Argumentasi Tak Bertepi
ar·gu·men·ta·si
/arguméntasi/ n alasan untuk memperkuat atau menolak suatu pendapat, pendirian, atau gagasan;
Seringkali kita beradu argument tentang suatu hal, misalnya saja bunga itu lebih indah karena berwarna merah, padahal orang lain mungkin akan berpikiran berbeda, bisa saja menurutnya, warna hijau lebih menarik daripada merah, lalu mereka akan saling beradu argumentasi masing-masing untuk mendewakan pilihannya, dan bahkan seakan-akan memaksa orang lain itu untuk tunduk dengan apa yang kita inginkan. Dengan seperti itu, kita akan belajar yang namanya Sudut Pandang.
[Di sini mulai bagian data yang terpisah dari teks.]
PR #3406, opened 2026-06-21
[Integration][gitlab-v2] Add `trigger_pipeline` workflow action node

ozzs:
# Description

What - Add a `trigger_pipeline` action node to the `gitlab-v2` integration, enabling Port workflows to trigger GitLab CI/CD pipelines and track their completion.

Why - Port's workflow system supports `INTEGRATION_ACTION` nodes that delegate execution to Ocean integrations. GitLab was missing this capability, which GitHub already has via `dispatch_workflow`.

How - Follows the exact pattern established by the GitHub integration:
- **Executor** (`gitlab/actions/trigger_pipeline_executor.py`) extracts `project`, `ref`, and optional `pipelineVariables` from the run's `execution_properties`, calls `GitLabClient.trigger_pipeline()`, then immediately calls `update_run_started()` with the pipeline URL and a correlation ID (`gl_{project_id}_{pipeline_id}`). Variables are passed in GitLab's `[{"key": k, "value": v}]` format; non-string values are JSON-serialized. GitLab API errors surface the `.message` field from the response body.
- **Webhook processor** (`gitlab/webhook/webhook_processors/trigger_pipeline_webhook_processor.py`) listens for `Pipeline Hook` events, filters to terminal statuses only (`success`, `failed`, `canceled`, `skipped`), looks up the Port run by external ID, and calls `report_run_completed()`. Three early-exit guards: no matching run, `reportPipelineStatus=false`, or run already completed.
- **Registry** (`gitlab/actions/registry.py`) registers the executor with Ocean.
- **`integration.py`** — fixes a pre-existing bug where the custom `GitlabLiveEventsProcessorManager` wasn't synced to `execution_manager._webhook_manager` after replacement, causing action webhook processors to be registered into the old (unused) manager and never receive events.
- **`main.py`** — calls `register_actions_executors()` at module level; the executor's `WEBHOOK_PROCESSOR_CLASS` auto-registers the webhook processor on `/hook/{group_id}`.
- **`spec.yaml`** — declares `actionsProcessingEnabled: true` and the `trigger_pipeline` action with inputs: `project`, `ref`, `reportPipelineStatus` (default `true`), and `pipelineVariables`.

## Type of change

### Core testing checklist

- [ ] Docs PR link [here](#)

### Preflight checklist

- [x] Handled rate limiting
- [ ] Handled pagination
- [ ] Support Multi account

## Screenshots

N/A

## API Documentation

- [Create pipeline – GitLab REST API](https://docs.gitlab.com/ee/api/pipelines.html#create-a-new-pipeline)
- [Pipeline webhooks – GitLab](https://docs.gitlab.com/ee/user/project/integrations/webhook_events.html#pipeline-events)


integrations/gitlab-v2/gitlab/actions/trigger_pipeline_executor.py
```diff
@@ -0,0 +1,60 @@
...
+            pipeline = await self.client.trigger_pipeline(project, ref, variables)
+        except httpx.HTTPStatusError as e:
+            try:
+                message = e.response.json().get("message", str(e))
+            except Exception:
+                message = str(e)
+            raise Exception(f"Failed to trigger pipeline: {message}")
+
+        external_id = build_external_id(pipeline["project_id"], pipeline["id"])
+        await ocean.port_client.update_run_started(
```
raskinmaya, line 60: The executor always calls `update_run_started`, putting the run in `InProgress`. When `reportPipelineStatus=false`, the webhook skips completion and nothing else completes the run.

If this flag is meant to be fire-and-forget, shouldn't the executor complete the run immediately after a successful trigger instead of waiting for a webhook?

integrations/gitlab-v2/gitlab/webhook/webhook_processors/trigger_pipeline_webhook_processor.py
```diff
@@ -0,0 +1,81 @@
...
+
+    async def handle_event(
+        self, payload: EventPayload, resource_config: ResourceConfig
+    ) -> WebhookEventRawResults:
+        project_id = payload["project"]["id"]
+        pipeline_id = payload["object_attributes"]["id"]
+        status = payload["object_attributes"]["status"]
+
+        external_id = build_external_id(project_id, pipeline_id)
+        run = await ocean.port_client.find_run_by_external_id(external_id)
```
raskinmaya, line 46: I think there might be a race on fast-failing pipelines;
The flow today:
1. Trigger pipeline
2. Patch Port with `externalRunId`
3. Wait for terminal pipeline webhook

If gitlab emits the terminal webhook before step 2 finishes, `find_run_by_external_id` returns `None`, the processor logs at debug and returns, and the run never completes

integrations/gitlab-v2/gitlab/actions/trigger_pipeline_executor.py
```diff
@@ -0,0 +1,60 @@
...
+)
+
+
+class TriggerPipelineExecutor(AbstractGitlabExecutor):
+    ACTION_NAME = "trigger_pipeline"
+    WEBHOOK_PROCESSOR_CLASS = TriggerPipelineWebhookProcessor
+    WEBHOOK_PATH = "/hook/{group_id}"
+
+    async def _get_partition_key(self, run: ActionRun | WorkflowNodeRun) -> str | None:
+        return run.execution_properties.get("project")
```
raskinmaya: This forces sequential execution per project. Gitlab's `POST /projects/:id/pipeline` synchronously returns `id`, `project_id` and `web_url` for the created pipeline (see [here](https://docs.gitlab.com/api/pipelines/#create-a-new-pipeline)); tracking uses `GET /projects/:id/pipelines/:pipeline_id` and webhooks carry `project.id` + `object_attributes.id`. Unlike github workflow dispatch, where polling + workflow-level partition key is needed, there is no create-time ambiguity here - concurrent triggers on the same project get distinct pipeline IDs, so IMO, this can be removed

integrations/gitlab-v2/gitlab/actions/trigger_pipeline_executor.py
```diff
@@ -0,0 +1,60 @@
+import json
```
raskinmaya, line 1: Can we add tests? I'm missing some cases:
1. Happy path trigger + `update_run_started`
2. `reportPipelineStatus=false` completes without webhook
3. terminal webhook completes run
4. duplicate terminal webhook ignored
5. `manual`/already terminal pipeline from API

integrations/gitlab-v2/gitlab/actions/trigger_pipeline_executor.py
```diff
@@ -0,0 +1,60 @@
...
+    async def execute(self, run: ActionRun | WorkflowNodeRun) -> None:
+        project = run.execution_properties.get("project")
+        ref = run.execution_properties.get("ref")
+
+        if not (project and ref):
+            raise Exception("project and ref are required")
+
+        raw_variables: dict[str, Any] = run.execution_properties.get(
+            "pipelineVariables", {}
+        )
```
raskinmaya: This does not handle:
1. `pipelineVariables: null` -> `.items()` on `None` -> crash
2. non-dict jq output (list/string) -> crash

Github's `_parse_inputs` at least assumes a dict after extraction

integrations/gitlab-v2/.port/spec.yaml
raskinmaya, line 1: What's the reason for the changes in this file?

integrations/gitlab-v2/gitlab/actions/trigger_pipeline_executor.py
```diff
@@ -0,0 +1,60 @@
...
+        ]
+
+        try:
+            pipeline = await self.client.trigger_pipeline(project, ref, variables)
+        except httpx.HTTPStatusError as e:
+            try:
+                message = e.response.json().get("message", str(e))
+            except Exception:
+                message = str(e)
+            raise Exception(f"Failed to trigger pipeline: {message}")
```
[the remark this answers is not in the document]
raskinmaya: @ozzs

integrations/gitlab-v2/.port/spec.yaml
```diff
@@ -29,12 +29,37 @@ saas:
...
+        required: true
+      - name: reportPipelineStatus
+        title: Report pipeline status
+        type: boolean
+        description: Whether to report pipeline completion status back to Port
+        default: true
+      - name: pipelineVariables
+        title: Pipeline variables
+        type: jqObject
+        description: Key-value pairs passed as CI/CD variables to the pipeline
```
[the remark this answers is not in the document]
raskinmaya: @ozzs

integrations/gitlab-v2/gitlab/actions/trigger_pipeline_executor.py
```diff
@@ -0,0 +1,60 @@
...
+
+        external_id = build_external_id(pipeline["project_id"], pipeline["id"])
+        await ocean.port_client.update_run_started(
+            run,
+            pipeline["web_url"],
+            external_id,
+        )
```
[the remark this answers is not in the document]
raskinmaya: @ozzs

integrations/gitlab-v2/gitlab/webhook/webhook_processors/trigger_pipeline_webhook_processor.py
```diff
@@ -0,0 +1,81 @@
...
+            return False
+        status = event.payload.get("object_attributes", {}).get("status")
+        return status in TERMINAL_PIPELINE_STATUSES
+
+    async def handle_event(
+        self, payload: EventPayload, resource_config: ResourceConfig
+    ) -> WebhookEventRawResults:
+        project_id = payload["project"]["id"]
+        pipeline_id = payload["object_attributes"]["id"]
+        status = payload["object_attributes"]["status"]
```
omby8888: use `.get` instead of direct call to prevent possible `KeyError`

integrations/gitlab-v2/.port/spec.yaml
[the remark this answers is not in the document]
ozzs: Already handled.
`pyproject.toml` is bumped to `0.7.41` and `CHANGELOG.md` has a matching `## 0.7.41 (2026-06-21)` entry with the feature description. No changes needed.

integrations/gitlab-v2/gitlab/actions/trigger_pipeline_executor.py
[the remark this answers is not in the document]
ozzs: Fixed.
`base_client.py` now only swallows 403/404 for `GET`. non-GET methods re-raise `HTTPStatusError`, which the executor's existing catch block already handles. Added a defensive guard in the executor as a fallback for any incomplete response that slips through.

integrations/gitlab-v2/gitlab/actions/trigger_pipeline_executor.py
ozzs: I changed it so that when `reportPipelineStatus=false`, the executor now calls `report_run_completed(success=True)` immediately after `update_run_started()`, making it a true fire-and-forget. The webhook processor's guard is kept as-is since it's still the right thing to skip if somehow a webhook arrives for such a run.

integrations/gitlab-v2/gitlab/webhook/webhook_processors/trigger_pipeline_webhook_processor.py
ozzs: It's the same window that exists in the GitHub executor and is accepted as-is. Closing it would require retrying `find_run_by_external_id` with backoff in the webhook processor, which adds non-trivial complexity for an edge case (pipeline failing in <100ms)

integrations/gitlab-v2/gitlab/actions/trigger_pipeline_executor.py
ozzs: Removed.
The partition key was copied from GitHub where polling creates ambiguity across concurrent triggers. GitLab returns the pipeline ID synchronously so there's no tracking ambiguity - parallel triggers on the same project are safe.

integrations/gitlab-v2/gitlab/actions/trigger_pipeline_executor.py
ozzs: Added tests, covering all five cases plus variable serialization and non-success terminal statuses:
* `tests/actions/test_trigger_pipeline_executor.py`
* `tests/webhook/webhook_processors/test_trigger_pipeline_webhook_processor.py`

LMK what you think :)

integrations/gitlab-v2/gitlab/actions/trigger_pipeline_executor.py
ozzs: Fixed.
`or {}` guards against `null`, `isinstance(dict)` check rejects non-dict jq output with a clear error

integrations/gitlab-v2/.port/spec.yaml
ozzs: The formatter fixes it for me when I save the file 😕

`actionsProcessingEnabled: true` opts the integration into the actions framework, and the actions block declares the `trigger_pipeline` action with its inputs so Port's UI can render the configuration form.

integrations/gitlab-v2/gitlab/webhook/webhook_processors/trigger_pipeline_webhook_processor.py
raskinmaya: Okay, might be worth documenting though

raskinmaya (approved):

integrations/gitlab-v2/gitlab/webhook/webhook_processors/trigger_pipeline_webhook_processor.py
ozzs: Documented in the `handle_event` method where the `run is None` guard is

" Kita melihat apa yang hanya ingin kita lihat, kita mendengar apa yang hanya ingin kita dengar, kita merasakan apa yang hanya ingin kita rasakan. Tapi kita tidak pernah mencoba melihat apa yang orang lain lihat, mendengar apa yang orang lain katakan, dan merasakan apa yang orang lain rasakan. "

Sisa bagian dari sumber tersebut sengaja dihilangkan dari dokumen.